• **Required action**:
The response must be made up of the lines in the entries below that contain "studentLogin".

• **Records for the task**:
PR #479, opened 2022-08-18
Add validation for due date/scheduled start date combination

mwtrew:
Other than the change referenced in the title, this PR involves some fairly significant changes to how tests work, which I will summarise here (see [this commit](https://github.com/isaacphysics/isaac-api/pull/479/commits/3e0285bb8ac02bebf025e6ecc4a384eee87164e8) for more detail):
 * Introduces [Failsafe](https://maven.apache.org/surefire/maven-failsafe-plugin/) which runs integration tests as part of the Maven `verify` target. The `test` target now only runs unit tests.
     * This requires integration tests to be named `*IT.java` hence the re-naming of existing tests.
     * Configures GitHub Actions to use the `verify` target instead of `test`, so integration tests are still run.
 * Integration tests are run in sequence and containers are re-created per test class, giving them more isolation across tests and lower peak memory usage. This also makes them a bit slower.
 * Unit tests re-use forked JVM instances making them faster.
 * Adds the integration test config path as a Failsafe option, so it doesn't need to be supplied on the command line.

Also adds some `@PowerMockIgnore`s to existing unit tests to remove some spam from the logs.

---

**Pull Request Check List**
- [ ] Peer-Reviewed

### DIFF
--- a/src/test/java/uk/ac/cam/cl/dtg/isaac/api/EventsFacadeIT.java
+++ b/src/test/java/uk/ac/cam/cl/dtg/isaac/api/EventsFacadeIT.java
@@ -79,9 +79,9 @@ public class EventsFacadeIT extends IsaacIntegrationTest {
     // DELETE /events/{event_id}/bookings/cancel -> EventsFacade::cancelBooking(request, eventId)
     public void getBookingByIdTest() throws NoCredentialsAvailableException, NoUserException, SegueDatabaseException, AuthenticationProviderMappingException, IncorrectCredentialsProvidedException, AdditionalAuthenticationRequiredException, InvalidKeySpecException, NoSuchAlgorithmException, MFARequiredButNotConfiguredException, SQLException {
         // --- Login as a student
-        LoginResult studentLogin = loginAs(httpSession, IntegrationTestConstants.TEST_STUDENT_EMAIL, IntegrationTestConstants.TEST_STUDENT_PASSWORD);
+        LoginResult studentLogin = loginAs(httpSession, ITConstants.TEST_STUDENT_EMAIL, ITConstants.TEST_STUDENT_PASSWORD);
         // --- Login as an event manager
-        LoginResult eventManagerLogin = loginAs(httpSession, IntegrationTestConstants.TEST_EVENTMANAGER_EMAIL, IntegrationTestConstants.TEST_EVENTMANAGER_PASSWORD);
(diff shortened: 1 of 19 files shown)


src/test/java/uk/ac/cam/cl/dtg/isaac/api/EventsFacadeIT.java
```diff
@@ -38,7 +36,7 @@
 import static org.junit.Assert.assertTrue;
 import static org.junit.Assert.fail;
 
-public class EventsFacadeTest extends IsaacIntegrationTest {
+public class EventsFacadeIT extends IsaacIntegrationTest {
```
Morpheu5, line 39: I'm not sure i *like* the name change, but I suppose `EventsFacadeIntegrationTest` is worse.

src/test/java/uk/ac/cam/cl/dtg/isaac/api/EventsFacadeIT.java
```diff
@@ -81,9 +79,9 @@ public void getEventsTest() {
     // DELETE /events/{event_id}/bookings/cancel -> EventsFacade::cancelBooking(request, eventId)
     public void getBookingByIdTest() throws NoCredentialsAvailableException, NoUserException, SegueDatabaseException, AuthenticationProviderMappingException, IncorrectCredentialsProvidedException, AdditionalAuthenticationRequiredException, InvalidKeySpecException, NoSuchAlgorithmException, MFARequiredButNotConfiguredException, SQLException {
         // --- Login as a student
-        LoginResult studentLogin = loginAs(httpSession, Constants.TEST_STUDENT_EMAIL, Constants.TEST_STUDENT_PASSWORD);
+        LoginResult studentLogin = loginAs(httpSession, IntegrationTestConstants.TEST_STUDENT_EMAIL, IntegrationTestConstants.TEST_STUDENT_PASSWORD);
```
Morpheu5, line 82: Although at this point might as well call these ITConstants too…

Morpheu5 (approved):

src/test/java/uk/ac/cam/cl/dtg/isaac/api/EventsFacadeIT.java
mwtrew: Nor do I, but [Failsafe expects this](https://maven.apache.org/surefire/maven-failsafe-plugin/examples/inclusion-exclusion.html) by default - it would be possible to change that with a bit of fiddly configuration however. Looks like they do this to avoid overlapping with Surefire, which runs anything matching `*Test.java` by default.

PR #481, opened 2022-09-01
Fix caching of available quizzes/tests

jsharkey13:
Prior to this change, tests were hard cached for an hour, always.

I swapped it to NEVER_CACHE_WITHOUT_ETAG_CHECK to enable checking the ETag, but since we never generated a 304 this was pointless.
Adding in the ETag check (via generateCachedResponse) fixed this, but still left the issue that if the startIndex was specified, or if the user's role changed (i.e. on a shared browser during testing), then we used the incorrect cached value anyway.
So finally I updated the ETag to include the role and startIndex too. Adding the values together is safe, since ETag collisions are unlikely and even malicious adjusting of startIndex still can't leak any new data, only generate a useless "304 Not Modified".

I had to change the name of a variable used in the AbstractFacadeTest class, since we needed both a `Request` and an `HttpServletRequest`, but the latter was until now just named `request` which was too confusing! This means some tests are changed in this PR which seem unrelated, but were necessary since the ETag check required adding another property to the method call which broke the tests.

### DIFF
--- a/src/main/java/uk/ac/cam/cl/dtg/isaac/api/QuizFacade.java
+++ b/src/main/java/uk/ac/cam/cl/dtg/isaac/api/QuizFacade.java
@@ -175,8 +175,8 @@ public class QuizFacade extends AbstractIsaacFacade {
     @Path("/available")
     @Produces(MediaType.APPLICATION_JSON)
     @Operation(summary = "Get tests visible to this user, from index 0.")
-    public final Response getAvailableQuizzes(@Context final HttpServletRequest request) {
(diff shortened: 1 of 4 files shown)


Morpheu5 (approved):

jsharkey13:
We just need some plausibly unique value, which differs correctly when the different settings are changed. Accidental duplicate ETag values will just cause users to see older quizzes for longer (which is what always happens without these changes at the moment). So I'm not fussed about monitoring it! We do record the status codes for each endpoint, so we can look at the levels of 200s vs 304s if we wanted to.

• **Answer to this exercise**:
-        LoginResult studentLogin = loginAs(httpSession, IntegrationTestConstants.TEST_STUDENT_EMAIL, IntegrationTestConstants.TEST_STUDENT_PASSWORD);
+        LoginResult studentLogin = loginAs(httpSession, ITConstants.TEST_STUDENT_EMAIL, ITConstants.TEST_STUDENT_PASSWORD);
-        LoginResult studentLogin = loginAs(httpSession, Constants.TEST_STUDENT_EMAIL, Constants.TEST_STUDENT_PASSWORD);
+        LoginResult studentLogin = loginAs(httpSession, IntegrationTestConstants.TEST_STUDENT_EMAIL, IntegrationTestConstants.TEST_STUDENT_PASSWORD);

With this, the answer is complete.